• Problem description
The expected answer is the set of lines in the data below between the line holding "Hi, so we build" and the line holding "### LINKED ISSUE", inclusive, written out exactly.

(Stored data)
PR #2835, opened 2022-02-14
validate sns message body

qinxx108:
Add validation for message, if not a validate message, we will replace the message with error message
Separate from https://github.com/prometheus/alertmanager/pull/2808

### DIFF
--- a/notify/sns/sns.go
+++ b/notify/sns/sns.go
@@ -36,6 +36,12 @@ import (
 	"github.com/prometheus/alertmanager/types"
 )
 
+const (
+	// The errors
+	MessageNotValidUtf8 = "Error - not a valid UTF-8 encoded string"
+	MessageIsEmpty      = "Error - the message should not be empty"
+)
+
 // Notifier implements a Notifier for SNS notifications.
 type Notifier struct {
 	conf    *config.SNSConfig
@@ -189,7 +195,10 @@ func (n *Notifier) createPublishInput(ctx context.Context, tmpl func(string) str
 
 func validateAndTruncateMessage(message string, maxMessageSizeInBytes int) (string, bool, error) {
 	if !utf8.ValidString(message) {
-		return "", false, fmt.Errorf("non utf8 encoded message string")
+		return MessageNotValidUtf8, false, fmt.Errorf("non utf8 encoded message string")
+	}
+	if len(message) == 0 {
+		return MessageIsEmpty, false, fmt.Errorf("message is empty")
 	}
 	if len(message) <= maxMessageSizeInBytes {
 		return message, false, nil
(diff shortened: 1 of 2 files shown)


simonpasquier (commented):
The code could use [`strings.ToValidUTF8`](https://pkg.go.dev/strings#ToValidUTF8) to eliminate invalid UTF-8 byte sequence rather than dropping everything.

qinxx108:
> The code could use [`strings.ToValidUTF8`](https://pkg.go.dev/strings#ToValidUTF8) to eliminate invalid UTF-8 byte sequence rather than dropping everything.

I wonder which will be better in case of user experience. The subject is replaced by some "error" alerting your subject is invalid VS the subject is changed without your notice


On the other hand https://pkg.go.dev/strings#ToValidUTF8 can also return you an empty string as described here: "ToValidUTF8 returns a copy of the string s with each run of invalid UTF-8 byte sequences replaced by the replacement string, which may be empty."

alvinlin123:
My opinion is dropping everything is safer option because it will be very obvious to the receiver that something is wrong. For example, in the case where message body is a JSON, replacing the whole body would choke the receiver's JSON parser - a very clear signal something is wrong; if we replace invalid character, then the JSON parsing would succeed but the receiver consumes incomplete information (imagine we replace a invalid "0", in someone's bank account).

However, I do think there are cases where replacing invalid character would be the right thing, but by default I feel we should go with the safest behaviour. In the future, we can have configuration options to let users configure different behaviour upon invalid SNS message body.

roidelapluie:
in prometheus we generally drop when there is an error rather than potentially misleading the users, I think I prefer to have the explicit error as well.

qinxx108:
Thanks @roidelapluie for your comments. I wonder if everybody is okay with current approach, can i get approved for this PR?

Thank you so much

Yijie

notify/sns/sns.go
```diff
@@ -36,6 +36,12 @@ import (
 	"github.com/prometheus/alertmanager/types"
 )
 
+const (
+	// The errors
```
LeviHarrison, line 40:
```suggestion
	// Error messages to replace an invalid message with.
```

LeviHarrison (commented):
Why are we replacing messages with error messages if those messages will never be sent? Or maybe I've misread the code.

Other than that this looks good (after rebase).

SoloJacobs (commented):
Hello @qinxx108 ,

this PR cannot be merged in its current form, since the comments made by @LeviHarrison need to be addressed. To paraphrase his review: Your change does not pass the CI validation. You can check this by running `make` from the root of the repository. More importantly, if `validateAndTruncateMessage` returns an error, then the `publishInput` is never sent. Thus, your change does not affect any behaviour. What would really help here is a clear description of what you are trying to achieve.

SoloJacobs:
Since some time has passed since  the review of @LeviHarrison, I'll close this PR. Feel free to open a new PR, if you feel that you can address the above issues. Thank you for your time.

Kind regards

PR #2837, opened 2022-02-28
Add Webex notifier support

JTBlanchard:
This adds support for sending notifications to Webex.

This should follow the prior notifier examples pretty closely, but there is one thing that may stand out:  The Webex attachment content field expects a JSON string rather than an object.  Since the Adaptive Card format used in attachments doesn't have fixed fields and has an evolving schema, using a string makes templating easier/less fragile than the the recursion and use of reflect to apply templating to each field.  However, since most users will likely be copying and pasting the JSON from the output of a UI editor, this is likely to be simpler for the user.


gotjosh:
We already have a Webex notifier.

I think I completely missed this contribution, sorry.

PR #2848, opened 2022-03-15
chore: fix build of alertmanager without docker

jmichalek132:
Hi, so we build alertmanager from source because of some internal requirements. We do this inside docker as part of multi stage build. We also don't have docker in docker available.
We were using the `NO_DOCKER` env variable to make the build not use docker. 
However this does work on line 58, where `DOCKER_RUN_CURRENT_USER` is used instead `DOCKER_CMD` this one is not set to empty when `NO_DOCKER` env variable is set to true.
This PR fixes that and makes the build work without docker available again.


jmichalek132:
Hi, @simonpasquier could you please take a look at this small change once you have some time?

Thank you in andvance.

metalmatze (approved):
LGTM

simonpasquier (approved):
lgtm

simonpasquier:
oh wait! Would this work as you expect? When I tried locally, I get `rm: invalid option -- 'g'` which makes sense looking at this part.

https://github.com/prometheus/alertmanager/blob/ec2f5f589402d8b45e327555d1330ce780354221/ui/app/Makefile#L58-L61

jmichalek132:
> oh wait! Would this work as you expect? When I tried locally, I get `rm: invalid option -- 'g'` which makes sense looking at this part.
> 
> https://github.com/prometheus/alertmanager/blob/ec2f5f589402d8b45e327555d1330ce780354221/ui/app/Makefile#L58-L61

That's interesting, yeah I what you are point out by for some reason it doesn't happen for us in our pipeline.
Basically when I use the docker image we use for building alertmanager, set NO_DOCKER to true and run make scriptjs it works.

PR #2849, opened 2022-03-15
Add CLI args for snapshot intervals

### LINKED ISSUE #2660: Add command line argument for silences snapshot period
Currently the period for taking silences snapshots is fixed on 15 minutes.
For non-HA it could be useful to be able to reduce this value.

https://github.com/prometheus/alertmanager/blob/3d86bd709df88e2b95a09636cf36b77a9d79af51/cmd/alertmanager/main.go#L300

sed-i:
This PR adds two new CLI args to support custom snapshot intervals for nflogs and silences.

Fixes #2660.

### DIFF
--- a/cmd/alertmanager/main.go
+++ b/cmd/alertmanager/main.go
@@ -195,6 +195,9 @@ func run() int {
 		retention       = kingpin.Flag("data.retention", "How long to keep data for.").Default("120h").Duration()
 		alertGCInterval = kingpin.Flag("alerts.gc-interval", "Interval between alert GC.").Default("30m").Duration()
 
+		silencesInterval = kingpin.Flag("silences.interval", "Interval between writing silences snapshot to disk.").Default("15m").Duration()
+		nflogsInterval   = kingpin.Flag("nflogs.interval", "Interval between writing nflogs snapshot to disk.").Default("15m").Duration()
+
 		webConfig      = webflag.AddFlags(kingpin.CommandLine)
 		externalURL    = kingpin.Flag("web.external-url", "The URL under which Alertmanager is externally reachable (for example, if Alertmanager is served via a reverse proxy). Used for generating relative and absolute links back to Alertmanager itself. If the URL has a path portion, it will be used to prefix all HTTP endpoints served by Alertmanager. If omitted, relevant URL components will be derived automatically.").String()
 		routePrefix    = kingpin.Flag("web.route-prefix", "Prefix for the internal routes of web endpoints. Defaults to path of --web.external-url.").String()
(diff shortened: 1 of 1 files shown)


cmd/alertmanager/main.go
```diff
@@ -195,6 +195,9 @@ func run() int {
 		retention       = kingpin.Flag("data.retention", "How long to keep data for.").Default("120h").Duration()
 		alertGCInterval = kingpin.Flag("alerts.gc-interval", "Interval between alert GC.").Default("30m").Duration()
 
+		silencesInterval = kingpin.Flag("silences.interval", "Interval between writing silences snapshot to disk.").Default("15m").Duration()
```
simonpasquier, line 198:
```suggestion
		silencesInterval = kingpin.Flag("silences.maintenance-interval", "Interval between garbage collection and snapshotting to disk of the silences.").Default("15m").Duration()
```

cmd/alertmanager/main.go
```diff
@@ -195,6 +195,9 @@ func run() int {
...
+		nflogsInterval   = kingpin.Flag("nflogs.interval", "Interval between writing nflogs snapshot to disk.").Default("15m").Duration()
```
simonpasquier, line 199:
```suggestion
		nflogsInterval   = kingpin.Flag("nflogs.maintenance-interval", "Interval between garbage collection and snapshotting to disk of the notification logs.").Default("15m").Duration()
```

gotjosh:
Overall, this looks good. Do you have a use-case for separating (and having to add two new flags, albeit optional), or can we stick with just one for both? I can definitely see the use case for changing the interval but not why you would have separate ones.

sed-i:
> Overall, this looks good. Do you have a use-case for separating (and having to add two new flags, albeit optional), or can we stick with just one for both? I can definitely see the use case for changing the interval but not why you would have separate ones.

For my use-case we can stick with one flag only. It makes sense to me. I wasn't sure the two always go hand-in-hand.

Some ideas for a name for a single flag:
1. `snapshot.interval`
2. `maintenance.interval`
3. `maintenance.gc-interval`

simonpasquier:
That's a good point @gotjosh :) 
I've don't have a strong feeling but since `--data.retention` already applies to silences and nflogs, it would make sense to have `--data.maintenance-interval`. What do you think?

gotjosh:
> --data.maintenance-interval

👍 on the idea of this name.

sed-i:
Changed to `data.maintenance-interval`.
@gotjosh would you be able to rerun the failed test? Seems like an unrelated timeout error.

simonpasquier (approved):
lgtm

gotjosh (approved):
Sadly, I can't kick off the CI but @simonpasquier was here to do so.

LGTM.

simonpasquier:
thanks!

• Task answer
Hi, so we build alertmanager from source because of some internal requirements. We do this inside docker as part of multi stage build. We also don't have docker in docker available.
We were using the `NO_DOCKER` env variable to make the build not use docker. 
However this does work on line 58, where `DOCKER_RUN_CURRENT_USER` is used instead `DOCKER_CMD` this one is not set to empty when `NO_DOCKER` env variable is set to true.
This PR fixes that and makes the build work without docker available again.


jmichalek132:
Hi, @simonpasquier could you please take a look at this small change once you have some time?

Thank you in andvance.

metalmatze (approved):
LGTM

simonpasquier (approved):
lgtm

simonpasquier:
oh wait! Would this work as you expect? When I tried locally, I get `rm: invalid option -- 'g'` which makes sense looking at this part.

https://github.com/prometheus/alertmanager/blob/ec2f5f589402d8b45e327555d1330ce780354221/ui/app/Makefile#L58-L61

jmichalek132:
> oh wait! Would this work as you expect? When I tried locally, I get `rm: invalid option -- 'g'` which makes sense looking at this part.
> 
> https://github.com/prometheus/alertmanager/blob/ec2f5f589402d8b45e327555d1330ce780354221/ui/app/Makefile#L58-L61

That's interesting, yeah I what you are point out by for some reason it doesn't happen for us in our pipeline.
Basically when I use the docker image we use for building alertmanager, set NO_DOCKER to true and run make scriptjs it works.

PR #2849, opened 2022-03-15
Add CLI args for snapshot intervals

### LINKED ISSUE #2660: Add command line argument for silences snapshot period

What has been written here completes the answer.